Without Generative Agents, certain processes like these remain reliant on IT and repetitive work from the end user. The way this is currently done is often through custom code. Customising every aspect of the pipeline may sound great, but these steps often must be hard-coded by developers and engineers.

This has two big disadvantages:

  1. These custom steps do not learn automatically when a business user corrects the mistakes made. The user will have to correct the same error time and time again, unless the code is updated.
  2. They require IT services to implement, making the business users dependent on the budget and capacity of internal or external IT teams.

Clearly, that is not how an Adaptive IDP system should work. It’s therefore imperative that Generative Agents are able to connect to other systems to perform tasks like those listed above themselves. They can do with minimal training what currently takes coding, time, money and manual intervention to achieve.
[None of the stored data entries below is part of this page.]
PR #184, opened 2019-12-16
Fix $ref issue  with special characters (#183)

### LINKED ISSUE #183: Issue with some $ref
Hello,

I saw it is possible to split specifications into multiple files. 
I tried to split mine ( [from my master branch](https://raw.githubusercontent.com/SourceCodeOER/sourcecode_api/master/api.yml) ) into a [separate branch](https://github.com/SourceCodeOER/sourcecode_api/tree/delete_exercises_and_tags) : the ["main file"](https://raw.githubusercontent.com/SourceCodeOER/sourcecode_api/delete_exercises_and_tags/api.yml) and the [rest](https://github.com/SourceCodeOER/sourcecode_api/tree/delete_exercises_and_tags/openapi)

( I didn't forget to escape special characters like explained in Swagger : https://swagger.io/docs/specification/using-ref/ or in this [old open api v2 tutorial](https://apihandyman.io/writing-openapi-swagger-specification-tutorial-part-8-splitting-specification-file/#modifying-paths-references) )

To test if the specifications are correct (and work as expected), I used the following commands explained in my readme : 

image

The validator seems to accept the specifications : 

image

However, some endpoints like /auth/login and /auth/register no longer work and send me an error of this type : 

image

Any idea what caused this problem? The path seems to be recognized in other tools ( like the OpenAPI (Swagger) Editor extension in Visual Studio Code ) 

image

Thanks

jy95:
Attempt to fix #183 .
In my opinion ( as some of the tests uses circular structure ) , it is better to give choice to final user to use dereference / bundle if they got a similar situation like mine.

For example : 
```js
new OpenApiValidator({
    unsafeRefs: true
}).install(app)
```

### DIFF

The numbers: impact of Generative Agents on document processing STP

So what does all this add up to?

We looked at automation rates for various projects across our customers during a fixed timeframe. The projects are a mix of difficulties: some are so hard they reach no more than 50% STP, while others are fairly straightforward and achieve up to 99.2% STP.

This gave us an aggregated STP rate before Generative Agents of 76.6%.

We then looked at the instances where the platform requested human validation. This enabled us to see where a Generative Agent would have been able to resolve the issue in question automatically without needing human support.

For example, a Generative Agent is capable of making holistic decisions. The agent understands the total context of the document, instead of viewing validation and aggregation rules field-by-field. A good example of this is determining whether a date should be interpreted in US format (month, day, year) or European format (day, month, year). The agent can use the rest of the document as context to decide that, rather than viewing only the date field in isolation. It is therefore less likely to get it wrong and need a human to check the result manually.

Another example is taking an action – for instance, some documents or emails require an action like looking up reference data in an external system, adding new data to systems, or sending an email request for more information. Generative Agents can do these things themselves.

Adding those back into the automation rate gave a potential STP rate of 88.1%. That equates to a 50.6% reduction in human validation – which is time that can be spent on more value-adding tasks!

Preparing for Generative Agents

Generative Agents will significantly enhance STP rates, bringing you one step closer to full data automation. There is still work to be done before the potential of generative AI and Generative Agents is realised in this space. The important thing in the meantime is to ensure that you’re harnessing an Adaptive IDP platform that includes the features and functionality necessary to make full use of generative AI as it develops.